Joe, now that your gonna have an extra reflector maybe you can try some of those OP methods I used to read about on here. I remember some members talking about using hairspray and clear spray paint to get an OP effect on reflectors. I was just thinking that an OP reflector, like the ones in my R2 drop-ins, would be really cool to have for the Dorcy.


----------



## Icebreak (Mar 26, 2009)

fishx65 -

There's a technique called sputtering where you take Krylon clear spray paint and mis-operate it so that it sputters instead of sprays. Using 1 or 2 or 3 attempts, you can turn a plastic reflector into OP. Search for the term "sputter" using the on board Google to find detailed instructions.

I wish Dorcy would just sell us a few reflectors. Thataway (did I just say thatatway?) we could experiment and show our results. They do watch CPF from time to time.

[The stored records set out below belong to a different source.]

PR #2675, opened 2019-10-18
Introduce a MockShinySession object

trestletech:
Will be used for automated testing.

There are two commits here which touch different things: 

 - 4d2ff80 - introduces a bunch of new code for this MockSession and a bunch of tests that confirm that its behavior matches the contract we have around what a session should be.
 - 616ae99 - is the only risky change I see here to existing code. It flips the time comparison for firing events to be `<=` instead of `<`. I don't see any reason why this wouldn't be safe when I looked at the code, but I did get a little nervous about the possibility that there's some initialization to `0` that would change when we include equality in the comparison. But I didn't see any such code path.

(EDIT as discovered in the third commit here: `Sys.time()` isn't actually all that precise on Windows: "On Windows it increments in clock ticks (usually 1/60 of a second) reported to millisecond accuracy." So it's actually not implausible that this change would alter some behavior -- but we're talking executing a 60th of a second earlier.)

## Work Omitted

 - Make `getCurrentOutputInfo()` work.

> Might not be worth addressing right now (maybe in a separate PR), but we'll probably want to wrap the call to func() in private$withCurrentOutput(). This is so the getCurrentOutputInfo() function will work. That function allows code in the output, or in any reactives that it calls, to introspect and find out information about the output that's being executed. The information is generated by https://github.com/rstudio/shiny/blob/005295f/R/shiny.R#L1298-L1337

## QA Validation

Run apps that have (shiny example numbers in parenthesis)...

 - `invalidateLater` (034)
 - `reactivePoll` (059)
 - `reactiveTimer` (142)


R/mock-session.R
```diff
@@ -0,0 +1,283 @@
...
+
+      # create output
+      out <- .createOutputWriter(self)
+      class(out) <- "shinyoutput"
+      self$output <- out
+
+      # Create a read-only copy of the inputs reactive.
+      self$input <- .createReactiveValues(private$.input, readonly = TRUE)
+    },
+    onFlush = function(fun, once) {
```
wch: Should `once` have a default, like the `onFlush` from `ShinySession`? Same for `onFlushed` below.

R/mock-session.R
```diff
@@ -0,0 +1,283 @@
...
+
+      fileData <- readBin(file, 'raw', n=bytes)
+      b64 <- rawToBase64(fileData)
+      return(paste('data:', contentType, ';base64,', b64, sep=''))
+    },
+
+    setInputs = function(...) {
+      vals <- list(...)
+      # TODO: is there really not a way to access `names` from inside an lapply?
+      lapply(names(vals), function(k){
```
wch: The way this is usually done is:

```R
mapply(names(vals), vals, function(name, value) {
  private$.input$set(name, value)
})
```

Gotta go. The white bass and crappie are hitting.


----------



## joeparker54 (Mar 30, 2009)

I received the new reflector on Friday. Also included was a pretty cool little keychain light: http://dorcy.com/products.aspx?p=411411 It's extremely bright for a 5mm (seems as bright or brighter than my nichia gs leds), However its also very blue. But hey, it was free!
Back to the reflector. The original was the open kind where you could see the whole emmitter. The new reflector is closed style where only the emmitter dome is visible (same as in Oregon's pics). The output is a bit more ringy with the new reflector. It actually reminds me of the 2D husky 4 watt's beam, but tighter and with a beautiful neutral white tint. I know switching to an R2 are usually colder, but this baby is nice and white. I guess I got lucky with my DX order. Or i was screwed and given a q5 (is their anyway to tell???:shrug:
I really wanted to try sputtering on one of the reflectors and i still may do it, but after looking more into it I concluded that IMHO the losses in output just don't justify a permanant change to a reflector (and one that's not readily available at that) . Especially considering that outdoors, where this light is meant to be used, I don't see a darn thing wrong with the beam. Thats just my opinion though. If i want a floodier/prettier beam for indoors, it would be much easier to just frost one of the many Maglite lenses i have here. And by frost, i mean scratch with sand paper. In the end, it's much cheaper and its something that is much easier to come by than a spare reflector that isn't even sold anywhere.

Oh, looky here... it's already done!


















My camera just won't quite do the "frosted" lens justice in the beamshots in auto mode and I can't get manual mode to work while still accurately presenting tint. Here's a couple more profile shots that might help.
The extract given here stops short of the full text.